Information given:
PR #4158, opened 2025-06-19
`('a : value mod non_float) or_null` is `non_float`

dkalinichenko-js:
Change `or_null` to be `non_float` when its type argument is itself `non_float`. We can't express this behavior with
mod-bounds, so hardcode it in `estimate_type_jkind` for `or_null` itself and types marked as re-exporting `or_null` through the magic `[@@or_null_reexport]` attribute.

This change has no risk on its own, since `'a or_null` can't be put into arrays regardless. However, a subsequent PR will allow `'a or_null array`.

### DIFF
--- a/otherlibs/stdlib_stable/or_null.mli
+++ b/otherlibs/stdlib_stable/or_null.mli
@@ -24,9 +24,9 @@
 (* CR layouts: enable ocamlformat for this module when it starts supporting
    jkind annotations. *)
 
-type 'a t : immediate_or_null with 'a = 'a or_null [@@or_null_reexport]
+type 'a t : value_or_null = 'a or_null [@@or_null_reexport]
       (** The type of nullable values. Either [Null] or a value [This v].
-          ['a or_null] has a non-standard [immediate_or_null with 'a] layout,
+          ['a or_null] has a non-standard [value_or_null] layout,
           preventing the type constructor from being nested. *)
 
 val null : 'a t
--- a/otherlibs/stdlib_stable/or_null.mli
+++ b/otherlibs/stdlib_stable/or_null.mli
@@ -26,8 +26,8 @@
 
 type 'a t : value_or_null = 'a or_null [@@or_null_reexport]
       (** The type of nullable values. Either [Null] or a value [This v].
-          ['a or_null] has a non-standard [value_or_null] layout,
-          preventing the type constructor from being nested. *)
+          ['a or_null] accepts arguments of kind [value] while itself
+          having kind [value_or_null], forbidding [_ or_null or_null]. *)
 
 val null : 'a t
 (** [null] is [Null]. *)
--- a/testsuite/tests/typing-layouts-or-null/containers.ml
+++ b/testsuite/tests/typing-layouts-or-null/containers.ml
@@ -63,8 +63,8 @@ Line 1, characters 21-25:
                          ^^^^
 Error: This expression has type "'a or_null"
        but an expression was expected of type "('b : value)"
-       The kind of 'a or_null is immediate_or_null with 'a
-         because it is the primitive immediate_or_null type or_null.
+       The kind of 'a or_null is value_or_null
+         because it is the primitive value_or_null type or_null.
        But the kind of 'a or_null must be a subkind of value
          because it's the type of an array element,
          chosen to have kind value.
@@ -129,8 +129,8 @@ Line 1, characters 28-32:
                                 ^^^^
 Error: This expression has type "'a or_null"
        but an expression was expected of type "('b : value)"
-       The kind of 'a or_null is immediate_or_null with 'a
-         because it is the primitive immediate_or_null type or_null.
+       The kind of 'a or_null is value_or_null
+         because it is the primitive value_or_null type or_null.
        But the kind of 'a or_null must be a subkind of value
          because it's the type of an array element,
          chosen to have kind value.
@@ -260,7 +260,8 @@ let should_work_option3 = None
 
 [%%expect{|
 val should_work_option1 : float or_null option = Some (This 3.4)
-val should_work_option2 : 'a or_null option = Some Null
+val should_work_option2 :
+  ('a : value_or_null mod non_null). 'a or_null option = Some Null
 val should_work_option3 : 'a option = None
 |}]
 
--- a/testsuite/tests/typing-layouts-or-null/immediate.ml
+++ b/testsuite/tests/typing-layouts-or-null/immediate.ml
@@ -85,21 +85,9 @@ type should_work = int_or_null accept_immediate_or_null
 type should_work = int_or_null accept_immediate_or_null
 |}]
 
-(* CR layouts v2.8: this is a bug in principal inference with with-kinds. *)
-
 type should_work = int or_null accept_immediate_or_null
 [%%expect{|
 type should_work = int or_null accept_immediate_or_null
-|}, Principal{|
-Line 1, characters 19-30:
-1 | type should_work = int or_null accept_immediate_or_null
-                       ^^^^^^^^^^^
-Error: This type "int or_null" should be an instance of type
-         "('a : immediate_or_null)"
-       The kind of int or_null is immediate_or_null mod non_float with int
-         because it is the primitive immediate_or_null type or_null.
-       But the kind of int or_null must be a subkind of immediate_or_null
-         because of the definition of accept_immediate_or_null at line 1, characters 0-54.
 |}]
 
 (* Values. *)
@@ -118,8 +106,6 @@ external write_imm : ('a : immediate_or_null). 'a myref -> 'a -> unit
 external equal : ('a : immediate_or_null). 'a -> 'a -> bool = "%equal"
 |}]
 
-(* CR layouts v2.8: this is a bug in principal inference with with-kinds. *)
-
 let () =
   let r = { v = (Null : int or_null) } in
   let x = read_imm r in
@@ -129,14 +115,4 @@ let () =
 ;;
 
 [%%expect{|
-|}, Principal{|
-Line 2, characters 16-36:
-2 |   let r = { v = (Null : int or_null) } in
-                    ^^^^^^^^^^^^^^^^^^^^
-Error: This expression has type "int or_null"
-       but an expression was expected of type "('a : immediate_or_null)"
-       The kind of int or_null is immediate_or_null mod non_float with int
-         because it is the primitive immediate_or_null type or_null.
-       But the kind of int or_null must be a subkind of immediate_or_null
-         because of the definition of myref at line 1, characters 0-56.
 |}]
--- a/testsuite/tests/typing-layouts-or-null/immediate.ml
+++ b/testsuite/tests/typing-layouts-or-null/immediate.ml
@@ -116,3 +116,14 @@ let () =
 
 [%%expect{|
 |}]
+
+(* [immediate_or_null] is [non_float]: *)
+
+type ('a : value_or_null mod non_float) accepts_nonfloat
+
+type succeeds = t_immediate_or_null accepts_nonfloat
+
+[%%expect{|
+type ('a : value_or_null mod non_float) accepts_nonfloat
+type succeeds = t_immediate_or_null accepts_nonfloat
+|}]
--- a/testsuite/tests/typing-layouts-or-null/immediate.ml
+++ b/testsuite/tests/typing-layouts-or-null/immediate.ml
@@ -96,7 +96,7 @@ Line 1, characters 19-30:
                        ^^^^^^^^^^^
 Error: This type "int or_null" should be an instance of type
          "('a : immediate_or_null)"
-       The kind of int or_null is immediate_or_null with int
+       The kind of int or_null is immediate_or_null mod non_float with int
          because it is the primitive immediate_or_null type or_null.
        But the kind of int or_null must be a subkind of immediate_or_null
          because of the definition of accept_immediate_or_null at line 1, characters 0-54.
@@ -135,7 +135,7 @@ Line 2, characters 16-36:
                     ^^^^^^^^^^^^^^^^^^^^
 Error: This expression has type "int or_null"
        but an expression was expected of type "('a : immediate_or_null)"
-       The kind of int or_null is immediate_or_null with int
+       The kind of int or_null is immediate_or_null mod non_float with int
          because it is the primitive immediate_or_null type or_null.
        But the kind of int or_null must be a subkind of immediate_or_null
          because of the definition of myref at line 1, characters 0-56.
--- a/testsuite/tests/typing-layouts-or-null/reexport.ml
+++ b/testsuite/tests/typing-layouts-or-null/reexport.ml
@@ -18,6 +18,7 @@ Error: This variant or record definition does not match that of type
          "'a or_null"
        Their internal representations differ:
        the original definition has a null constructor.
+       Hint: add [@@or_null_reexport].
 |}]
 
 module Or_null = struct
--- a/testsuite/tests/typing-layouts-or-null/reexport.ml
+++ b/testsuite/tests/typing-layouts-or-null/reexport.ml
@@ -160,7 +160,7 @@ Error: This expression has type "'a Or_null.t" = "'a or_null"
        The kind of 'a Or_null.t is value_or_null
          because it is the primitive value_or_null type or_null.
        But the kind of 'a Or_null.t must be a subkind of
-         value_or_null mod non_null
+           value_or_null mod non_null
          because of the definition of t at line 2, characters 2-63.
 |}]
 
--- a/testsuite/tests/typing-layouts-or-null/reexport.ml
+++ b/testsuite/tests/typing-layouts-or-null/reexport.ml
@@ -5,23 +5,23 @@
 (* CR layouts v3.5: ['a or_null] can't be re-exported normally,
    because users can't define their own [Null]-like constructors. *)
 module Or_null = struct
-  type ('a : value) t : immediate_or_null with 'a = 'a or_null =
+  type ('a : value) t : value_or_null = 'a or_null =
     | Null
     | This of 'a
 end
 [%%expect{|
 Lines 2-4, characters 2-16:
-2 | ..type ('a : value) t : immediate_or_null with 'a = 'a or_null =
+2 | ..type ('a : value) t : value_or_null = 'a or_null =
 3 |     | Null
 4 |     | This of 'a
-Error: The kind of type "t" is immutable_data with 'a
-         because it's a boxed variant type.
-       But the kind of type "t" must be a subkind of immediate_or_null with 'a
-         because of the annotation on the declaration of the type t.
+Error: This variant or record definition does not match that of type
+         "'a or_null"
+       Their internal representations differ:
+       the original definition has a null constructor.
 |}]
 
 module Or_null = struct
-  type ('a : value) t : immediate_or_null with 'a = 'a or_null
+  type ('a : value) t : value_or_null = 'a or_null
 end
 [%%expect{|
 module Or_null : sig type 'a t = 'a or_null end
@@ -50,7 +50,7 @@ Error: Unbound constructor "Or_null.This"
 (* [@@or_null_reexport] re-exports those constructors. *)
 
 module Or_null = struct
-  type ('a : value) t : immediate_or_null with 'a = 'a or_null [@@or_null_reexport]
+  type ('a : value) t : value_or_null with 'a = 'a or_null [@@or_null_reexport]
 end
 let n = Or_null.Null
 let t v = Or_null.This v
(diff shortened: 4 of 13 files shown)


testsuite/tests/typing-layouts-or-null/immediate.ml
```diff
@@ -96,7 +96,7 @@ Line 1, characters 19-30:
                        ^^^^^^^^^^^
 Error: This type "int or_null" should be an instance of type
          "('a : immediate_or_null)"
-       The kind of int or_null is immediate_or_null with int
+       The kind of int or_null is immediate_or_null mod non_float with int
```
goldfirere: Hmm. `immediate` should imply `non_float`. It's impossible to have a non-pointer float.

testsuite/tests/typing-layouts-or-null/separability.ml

How to complete this task: Each line from the beginning of the entries to the line with "(** [null] is [Null]. *)" must be repeated exactly, with both end lines kept and no other lines given.

Completed exercise:
PR #4158, opened 2025-06-19
`('a : value mod non_float) or_null` is `non_float`

dkalinichenko-js:
Change `or_null` to be `non_float` when its type argument is itself `non_float`. We can't express this behavior with
mod-bounds, so hardcode it in `estimate_type_jkind` for `or_null` itself and types marked as re-exporting `or_null` through the magic `[@@or_null_reexport]` attribute.

This change has no risk on its own, since `'a or_null` can't be put into arrays regardless. However, a subsequent PR will allow `'a or_null array`.

### DIFF
--- a/otherlibs/stdlib_stable/or_null.mli
+++ b/otherlibs/stdlib_stable/or_null.mli
@@ -24,9 +24,9 @@
 (* CR layouts: enable ocamlformat for this module when it starts supporting
    jkind annotations. *)
 
-type 'a t : immediate_or_null with 'a = 'a or_null [@@or_null_reexport]
+type 'a t : value_or_null = 'a or_null [@@or_null_reexport]
       (** The type of nullable values. Either [Null] or a value [This v].
-          ['a or_null] has a non-standard [immediate_or_null with 'a] layout,
+          ['a or_null] has a non-standard [value_or_null] layout,
           preventing the type constructor from being nested. *)
 
 val null : 'a t
--- a/otherlibs/stdlib_stable/or_null.mli
+++ b/otherlibs/stdlib_stable/or_null.mli
@@ -26,8 +26,8 @@
 
 type 'a t : value_or_null = 'a or_null [@@or_null_reexport]
       (** The type of nullable values. Either [Null] or a value [This v].
-          ['a or_null] has a non-standard [value_or_null] layout,
-          preventing the type constructor from being nested. *)
+          ['a or_null] accepts arguments of kind [value] while itself
+          having kind [value_or_null], forbidding [_ or_null or_null]. *)
 
 val null : 'a t
 (** [null] is [Null]. *)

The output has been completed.